> Instructions to follow
Please look for the string "default" below and report every line in which it occurs.
----- Study material -----
PR #73, opened 2016-06-10
Add yml parser

jzohrab:
Builds on PR #72.
- adds a yaml policy parser, and a "policy_format" flag so users can choose which format to parse.
- adds a YamlNaming object, similar to the existing Naming object for consistency
- adds characterization tests for this parser

Note that the yaml format does not have complete feature parity with the capirca format, this is documented in doc/policy_format_yml.md, and perhaps should be iterated on. We're using this format at the moment for an internal POC project.


ankenyr:
See #72

PR #75, opened 2016-06-10
Add NullHandler logger

jzohrab:
Builds on PR #74 

lib should log to NullHandler by default.

Capirca classes could potentially be exposed as a library for use via Ansible or similar.  Libraries should use NullHandler for loggers by default.  ref http://docs.python-guide.org/en/latest/writing/logging/.


ankenyr:
See #72

PR #79, opened 2016-06-15
cgrep features and tests

ryantierney513:
Summary:
1. move cgrep out of tools directory and into base directory per Google
2. add several new cgrep features
3. add new PPP class to port.py for service object comparisons (used by new cgrep feature)
4. add 28 cgrep test cases

Test Plan:
test cases within cgrep_test.py and peer review:

```
>cgrep_test.py
............................
Ran 28 tests in 0.068s

OK
```


tools/cgrep.py
```diff
@@ -1,93 +0,0 @@
-# Copyright 2011 Google Inc.
```
ankenyr: Why the move? You should be able to set things up to import from the tools directory correct?

cgrep.py
```diff
@@ -0,0 +1,443 @@
...
+#   $ cgrep.py -p 22 tcp
+#
+
+import argparse
+import pprint
+from lib import naming
+from lib import nacaddr
+
+
+__author__ = ("watson@google.com (Tony Watson)", "jhrbek@fb.com (Joe Hrbek)"
```
ankenyr: Do you really want to be added as an author here? I believe authors are no longer required per Googles code standards and I have been contemplating removing all __author__ tags everywhere. Git maintains a much better history and can show exactly how much someone has contributed. I am not saying you do not deserve credit on this file. You have changed a very significant portion of this file. I am wondering what your opinions are on authors tags in general since this is the first time I have seen someone add themselves to the authors.

cgrep.py
```diff
@@ -0,0 +1,443 @@
...
+  )
+
+  parser.add_argument("-d", "--def", dest="defs",
+                      help="Network Definitions directory location. \n",
+                      default="./def")
+
+  # -i and -t can be used together, but not with any other option.
+  ip_group = parser.add_argument_group()
+  # take 1 or more IPs
+  ip_group.add_argument("-i", "--ip", dest="ip", nargs='+', type=is_valid_ip,
```
ankenyr: You have some inconsistant quote use here and throughout the file. Please fix these.

cgrep.py
```diff
@@ -0,0 +1,443 @@
...
+  :returns None:
+  """
+  options = parser.parse_args()
+  db = naming.Naming(options.defs)
+  p = pprint.PrettyPrinter(indent=1, depth=4, width=1).pprint
+
+  # if -i and any other option:
+  if options.ip and any([options.gmp, options.cmp, options.obj, options.svc,
+                         options.port]):
+    print("You can only use -i with -t or by itself")
```
ankenyr: Have you thought about using logging instead of simple print statements? Also the parens are superfluous, I won't force you to change them though. Give logging some thought though.

cgrep.py
```diff
@@ -0,0 +1,443 @@
...
+
+  # if -p
+  elif options.port:
+    port, protocol, result = get_services(options, db)
+    print("%s/%s:" % (port, protocol))
+    p(result)
+
+  # if nothing is passed
+  elif not any((options.cmp, options.ip, options.token, options.obj,
+               options.svc, options.port)):
```
ankenyr: Please add a single space to line up the return.

cgrep.py
```diff
@@ -0,0 +1,443 @@
...
+    parser.print_help()
+  print('')
+
+
+def check_encapsulated(obj_type, first_obj, second_obj, db):
+  """ Checks if a network/service object is entirely contained within another.
```
ankenyr: I see this method raises an error, usually this is documented in the doc strings also.

cgrep.py
```diff
@@ -0,0 +1,443 @@
...
+
+  :ip str: the IP we're looking for the parents of.
+  :db naming.Naming(): network and service definitions
+  :returns list: a list of all groups that include the IP, in the format:
+           [("Group", ["networks", "matched"]), (etc)]
+  """
+  results = []
+  rval = db.GetIpParents(ip)
+  for v in rval:
+    nested = db._GetParents(v, db.networks)
```
ankenyr: Any reason you are using _GetParents instead of the GetNetParents?
PEP8 defined single underscore prefixed names as being for internal use.

tests/cgrep_test.py
```diff
@@ -0,0 +1,535 @@
...
+"""Unit tests for cgrep.
+
+   Order doesn't matter for the purposes of these tests, so many
+   actual and expected results are sorted/sets to prevent issues relating to the
+   order in which items are returned."""
+
+import unittest
+import sys
+import argparse
+sys.path.append('../')
```
ankenyr: This should not be needed. About to log off and commenting from my laptop so I don't have my standard environment but try the following from the root capirca directory

python -m unittest discover -s . -p '*_test.py'

tests/cgrep_test.py
```diff
@@ -0,0 +1,535 @@
...
+from lib import naming
+from lib import nacaddr
+from cgrep import get_ip_parents
```
ankenyr: Why did you decide to do it like this? To shorten the length of lines? Do you find it easier to read?

ankenyr:
Need to dig in more but I made a few comments to get you started on some stuff.

cgrep.py
usernameisnottaken: I'm in favor of removing author tags everywhere, if people really want to know who did what you should look at version control.

ryantierney513: I agree that Git maintains better history and am fine with removing this. In general I try to follow what I see in the file, but if things have since changed, that's fine by me and the others!

cgrep.py
ryantierney513: Internally, we had developed a slightly different version of _GetParents (with a slightly different name) and called it directly instead of also changing GetNetParents to call it. When ripping that out, I reverted it back to just _GetParents out of habit.
Will update it.

cgrep.py
ryantierney513: We have, but opt'd to follow what we saw used in this file already and keep using print. In other parts of capirca, I think it makes sense to use logging so we can control logging verbosity and consistent format, but in the case of cgrep, since we're just sending text to the user via stdout, I felt it was OK to keep using print.

tests/cgrep_test.py
ryantierney513: Will do

tests/cgrep_test.py
ryantierney513: I initially made the tests with just one import, and then it grew to 2, and so on, and I just kept repeating over time as more functions were added and tests needed to be made. I think it's better that these all be imported in a single statement though.

tools/cgrep.py
ryantierney513: That idea came from vklimovs's email:
"cgrep is fairly small, so let's treat it as first party script (perhaps move out of tools folder)."

That was fine for us, so I tossed it into capirca/. If you'd like it moved back into tools/, I don't think it's a problem either way.

cgrep.py
ryantierney513: I've gone through the various files and tried to standardize on single quote.

cgrep.py
ankenyr: Understood, I figured there was a reason. You may wish to add Facebook Inc to the AUTHORS file located https://github.com/google/capirca/blob/master/AUTHORS at some point. That file is required to exist per Max whom I believe you have talked to before. It should be reserved for organization names and not individuals.

tools/cgrep.py
ankenyr: I will let this be then. I may move it back or into a new folder during some future reorganization.

cgrep.py
ankenyr: Understood, we can leave it as it is now. I feel a good change in the future would be to move it completely over to using logging.
Filed https://github.com/google/capirca/issues/87 to track this. If you wish to take care of it feel free or else I will get to it at some point.

cgrep.py
```diff
@@ -0,0 +1,440 @@
...
+  networks = []
+  ip = nacaddr.IP(ip)
+  # loop through all the networks in the net_group
+  for net in get_nets([net_group], db)[0][1]:
+    # find the highest prefix length for the networks that contain the IP
+    if ip in net:
+      networks.append(str(net))
+      if net.prefixlen > highest_prefix_length:
+        highest_prefix_length = net.prefixlen
+  return (highest_prefix_length, networks)
```
ankenyr: I believe that the parens here are not required.

cgrep.py
```diff
@@ -0,0 +1,440 @@
...
+#   $ cgrep.py -s FOO
+#
+#   To find which service tokens contain port '22' and protocol 'tcp' use
+#   $ cgrep.py -p 22 tcp
+#
+
+import argparse
+import pprint
+from lib import naming
+from lib import nacaddr
```
ankenyr: Please move this import before naming

cgrep.py
```diff
@@ -0,0 +1,440 @@
...
+
+
+def is_valid_ip(arg):
+  """ Validates a value to be an IP or not.
```
ankenyr: Please use the doc string format that is in use in other files.

tests/cgrep_test.py
```diff
@@ -0,0 +1,533 @@
...
+   Order doesn't matter for the purposes of these tests, so many
+   actual and expected results are sorted/sets to prevent issues relating to the
+   order in which items are returned."""
+
+import unittest
+import argparse
+from lib import naming
+from lib import nacaddr
+from cgrep import (
+  check_encapsulated,
```
ankenyr: You want to add two spaces here and the following lines

tests/cgrep_test.py
```diff
@@ -0,0 +1,533 @@
...
+  def test_one_ipv6_fail(self):
+    expected_results = [('LINKLOCAL', ['FE80::/10'])]
+    ip = '2001:db8::1'
+    results = get_ip_parents(ip, self.db)
+    self.assertNotEquals(results, expected_results)
+
+  # 8.8.8.8 is in GOOGLE_PUBLIC_DNS_ANYCAST which is inside GOOGLE_DNS
+  def test_one_ip_nested(self):
+    expected_results = sorted((('GOOGLE_DNS', ['8.8.8.8/32']),
+                              ('GOOGLE_DNS -> GOOGLE_PUBLIC_DNS_ANYCAST',
```
ankenyr: Missing a space on this line and 257

tests/cgrep_test.py
```diff
@@ -0,0 +1,533 @@
...
+    ip = '2001:4860:4860::8844/128'
+    results = sorted(get_ip_parents(ip, self.db))
+    self.assertEquals(results, expected_results)
+
+  # 1.0.0.1 is inside INTERNAL_SERVER, which is inside INTERNAL_SERVERS, which
+  # is inside SERVERS
+  def test_one_ip_multi_nested(self):
+    expected_results = sorted((('INTERNAL_SERVERS -> INTERNAL_SERVER',
+                               ['1.0.0.1/32']),
+                              ('SERVERS -> INTERNAL_SERVER', ['1.0.0.1/32']),
```
ankenyr: Same problem here as above.

tests/cgrep_test.py
```diff
@@ -0,0 +1,533 @@
...
+    options = Namespace(
+        ip=('69.171.239.12',),
+        token=('GOOGLE_DNS')
+    )
+    results = compare_ip_token(options, self.db)
+    self.assertEquals(results, expected_results)
+
+  # 2a03:2880:fffe:c:face:b00c:0:35 is not in GOOGLE_DNS
+  def test_ipv6_in_token_fail(self):
+    expected_results = r'2a03:2880:fffe:c:face:b00c:0:35 is _not_ ' \
```
ankenyr: Please try not to use \ to join strings.
https://google.github.io/styleguide/pyguide.html?showone=Line_length#Line_length

ankenyr:
Sorry for any delays. Once these comments are addressed I will do a pull. This looks great and thank you for doing the work. Cgrep has needed love for a long time.

ankenyr:
Hi Ryan, tried to perform the pull but when I do the import it seems to want to remove all the tests at the new location. I believe you need to rebase. Let me know when you do this and I should be able to import quickly.

ryantierney513:
OK, I've rebased and pushed again. Let me know how it looks now. Thanks.

PR #2943, opened 2019-09-24
Support for requestAttributes in Json access log

gisripa:
Summary
=======
Support for requestAttributes similar to LogbackAccessLayout.
When specified, all non-null values will be included in logs

###### Problem:
We were using servletFilters to populate certain application specific contextual information and pass them along as request attributes, which are in turn used for central logging of access logs. Lack of way to specify request Attributes in json log layout is hindering us to move to json logging instead of file logging. 

###### Solution:
* Added configuration support to specify requestAttribute names to be logged. 
* Retrieving the attribute from `IAccessEvent#getAttribute()` api to add them to json log

### DIFF
--- a/dropwizard-json-logging/src/main/java/io/dropwizard/logging/json/layout/AccessJsonLayout.java
+++ b/dropwizard-json-logging/src/main/java/io/dropwizard/logging/json/layout/AccessJsonLayout.java
@@ -11,6 +11,7 @@ import java.util.Map;
 import java.util.Set;
 import java.util.SortedSet;
 import java.util.TreeSet;
+import java.util.function.Function;
 import java.util.stream.Collectors;
 
 /**
@@ -23,6 +24,7 @@ public class AccessJsonLayout extends AbstractJsonLayout<IAccessEvent> {
 
     private SortedSet<String> requestHeaders = Collections.emptySortedSet();
     private SortedSet<String> responseHeaders = Collections.emptySortedSet();
+    private SortedSet<String> requestAttributes = Collections.emptySortedSet();
 
     @Nullable
     private String jsonProtocolVersion;
@@ -67,11 +69,19 @@ public class AccessJsonLayout extends AbstractJsonLayout<IAccessEvent> {
             .addNumber("status", isIncluded(AccessAttribute.STATUS_CODE), event::getStatusCode)
             .add("userAgent", isIncluded(AccessAttribute.USER_AGENT), () -> event.getRequestHeader(USER_AGENT))
             .add("version", jsonProtocolVersion != null, jsonProtocolVersion)
+            .addMap("requestAttributes", !requestAttributes.isEmpty(),
+                () -> filterRequestAttributes(requestAttributes, event))
             .build();
     }
 
     private boolean isIncluded(AccessAttribute attribute) {
         return includes.contains(attribute);
+    }
+
+    private Map<String, String> filterRequestAttributes(Set<String> requestAttributeNames, IAccessEvent event) {
+        return requestAttributeNames.stream()
+            .filter(name -> event.getAttribute(name) != null)
+            .collect(Collectors.toMap(Function.identity(), event::getAttribute));
     }
 
     private Map<String, String> filterHeaders(Map<String, String> headers, Set<String> filteredHeaderNames) {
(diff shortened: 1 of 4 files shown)


dropwizard-json-logging/src/main/java/io/dropwizard/logging/json/layout/AccessJsonLayout.java
```diff
@@ -11,8 +11,11 @@
 import java.util.Set;
 import java.util.SortedSet;
 import java.util.TreeSet;
+import java.util.function.Function;
 import java.util.stream.Collectors;
 
+import static ch.qos.logback.access.spi.IAccessEvent.*;
```
jplock: Please don’t use wildcard imports

dropwizard-json-logging/src/test/java/io/dropwizard/logging/json/layout/AccessJsonLayoutTest.java
```diff
@@ -17,8 +17,10 @@
 import java.util.Map;
 import java.util.Set;
 
+import static ch.qos.logback.access.spi.IAccessEvent.*;
```
jplock: Please don’t use wildcard imports

dropwizard-json-logging/src/main/java/io/dropwizard/logging/json/layout/AccessJsonLayout.java
```diff
@@ -67,13 +71,20 @@ public AccessJsonLayout(JsonFormatter jsonFormatter, TimestampFormatter timestam
...
             .build();
     }
 
     private boolean isIncluded(AccessAttribute attribute) {
         return includes.contains(attribute);
     }
 
+    private Map<String, String> includeRequestAttributes(Set<String> requestAttributeNames, IAccessEvent event) {
+        return requestAttributeNames.stream()
+            .collect(Collectors.toMap(Function.identity(), name -> event.getAttribute(name) != null ? event.getAttribute(name) : NA));
```
mattnelson: Is the NA conversion primarily for unstructured logs to provide a parsing location? With json format a key lookup can be done to assert presence. This also introduces a corner case in which a request attribute value of `-` can not be distinguished between unset and set to `-`

The other filterable json attributes are only included if present.
https://github.com/dropwizard/dropwizard/blob/6f8b39458a5758da38dc27ff08cf1e63f7b2f5ff/dropwizard-json-logging/src/main/java/io/dropwizard/logging/json/layout/EventJsonLayout.java#L93-L101
https://github.com/dropwizard/dropwizard/blob/6f8b39458a5758da38dc27ff08cf1e63f7b2f5ff/dropwizard-json-logging/src/main/java/io/dropwizard/logging/json/layout/AccessJsonLayout.java#L77-L84

dropwizard-json-logging/src/main/java/io/dropwizard/logging/json/layout/AccessJsonLayout.java
```diff
@@ -67,13 +71,20 @@ public AccessJsonLayout(JsonFormatter jsonFormatter, TimestampFormatter timestam
...
+            .addMap("requestAttributes", !requestAttributes.isEmpty(),
+                () -> includeRequestAttributes(requestAttributes, event))
             .build();
     }
 
     private boolean isIncluded(AccessAttribute attribute) {
         return includes.contains(attribute);
     }
 
+    private Map<String, String> includeRequestAttributes(Set<String> requestAttributeNames, IAccessEvent event) {
```
mattnelson: For consistency should be renamed to `filterRequestAttributes` to align with `filterMDC` and `filterHeaders`

dropwizard-json-logging/src/main/java/io/dropwizard/logging/json/layout/AccessJsonLayout.java
gisripa: @mattnelson Didn't have a strong preference but that makes sense, it might have a different meaning in file logging vs key not set in json logging. How does this look, before i add commit ?

```
private Map<String, String> filterRequestAttributes(Set<String> requestAttributeNames, IAccessEvent event) {
        return requestAttributeNames.stream()
            .filter(name -> event.getAttribute(name) != null)
            .collect(Collectors.toMap(Function.identity(), event::getAttribute));
    }
```

dropwizard-json-logging/src/test/java/io/dropwizard/logging/json/layout/AccessJsonLayoutTest.java
gisripa: @jplock IDE auto corrected. Fixed now

jplock:
Looks good to me. Any more feedback @mattnelson ?

PR #2992, opened 2019-10-21
Support comments in DiscoverableSubtypeResolver

jmoney8080:
Add the ability to have comments in the DiscoverableSubtypeResolver class resources file

###### Problem:
Currently if you have any other lines in the discoverable resource files you get a bunch of log lines detailing "cannot load this class".  Example:
```
# this is the foo class
org.github.Foo
```

###### Solution:
Add the ability to allow for comments in the resource file.  Comments are lines that start with `#`.

###### Result:
No more log lines for lines that begin with `#` detailing that it's not a class when parsing the class resource files.

### DIFF
--- a/dropwizard-jackson/src/main/java/io/dropwizard/jackson/DiscoverableSubtypeResolver.java
+++ b/dropwizard-jackson/src/main/java/io/dropwizard/jackson/DiscoverableSubtypeResolver.java
@@ -67,8 +67,6 @@ public class DiscoverableSubtypeResolver extends StdSubtypeResolver {
                             if (loadedClass != null) {
                                 serviceClasses.add(loadedClass);
                             }
-                        } else {
-                            LOGGER.debug("Line began with a comment. Ignoring");
                         }
                     }
                 }
--- a/dropwizard-jackson/src/main/java/io/dropwizard/jackson/DiscoverableSubtypeResolver.java
+++ b/dropwizard-jackson/src/main/java/io/dropwizard/jackson/DiscoverableSubtypeResolver.java
@@ -62,9 +62,13 @@ public class DiscoverableSubtypeResolver extends StdSubtypeResolver {
                      BufferedReader reader = new BufferedReader(streamReader)) {
                     String line;
                     while ((line = reader.readLine()) != null) {
-                        final Class<?> loadedClass = loadClass(line);
-                        if (loadedClass != null) {
-                            serviceClasses.add(loadedClass);
+                        if (!line.startsWith("#")) {
+                            final Class<?> loadedClass = loadClass(line);
+                            if (loadedClass != null) {
+                                serviceClasses.add(loadedClass);
+                            }
+                        } else {
+                            LOGGER.debug("Line began with a comment. Ignoring");
                         }
                     }
                 }


dropwizard-jackson/src/main/java/io/dropwizard/jackson/DiscoverableSubtypeResolver.java
```diff
@@ -62,9 +62,13 @@ protected ClassLoader getClassLoader() {
...
-                        final Class<?> loadedClass = loadClass(line);
-                        if (loadedClass != null) {
-                            serviceClasses.add(loadedClass);
+                        if (!line.startsWith("#")) {
+                            final Class<?> loadedClass = loadClass(line);
+                            if (loadedClass != null) {
+                                serviceClasses.add(loadedClass);
+                            }
+                        } else {
+                            LOGGER.debug("Line began with a comment. Ignoring");
```
joschi: Could we remove that debug log message?

jmoney8080:
Do you have a suggestion on how one would write such a test?  It's mainly ignoring lines that begin with `#`.  Not sure to test for "absence" of the error message being logged at INFO than hijack the logger somehow and count that a message didn't appear?

dropwizard-jackson/src/main/java/io/dropwizard/jackson/DiscoverableSubtypeResolver.java
jmoney8080: done

joschi:
> Do you have a suggestion on how one would write such a test? It's mainly ignoring lines that begin with `#`.

Maybe you could add a file such as `META-INF/services/io.dropwizard.jackson.Discoverable` which contains a comment to the test class path and try loading/discovering it.

mattnelson:
Can this be deferred to the JDK?

https://docs.oracle.com/javase/8/docs/api/java/util/ServiceLoader.html#load-java.lang.Class-java.lang.ClassLoader-
https://docs.oracle.com/javase/8/docs/api/java/util/ServiceLoader.html#iterator--

jmoney8080:
> > Do you have a suggestion on how one would write such a test? It's mainly ignoring lines that begin with `#`.
> 
> Maybe you could add a file such as `META-INF/services/io.dropwizard.jackson.Discoverable` which contains a comment to the test class path and try loading/discovering it.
-----
> Solution to this exercise
lib should log to NullHandler by default.
Capirca classes could potentially be exposed as a library for use via Ansible or similar.  Libraries should use NullHandler for loggers by default.  ref http://docs.python-guide.org/en/latest/writing/logging/.
+                      default="./def")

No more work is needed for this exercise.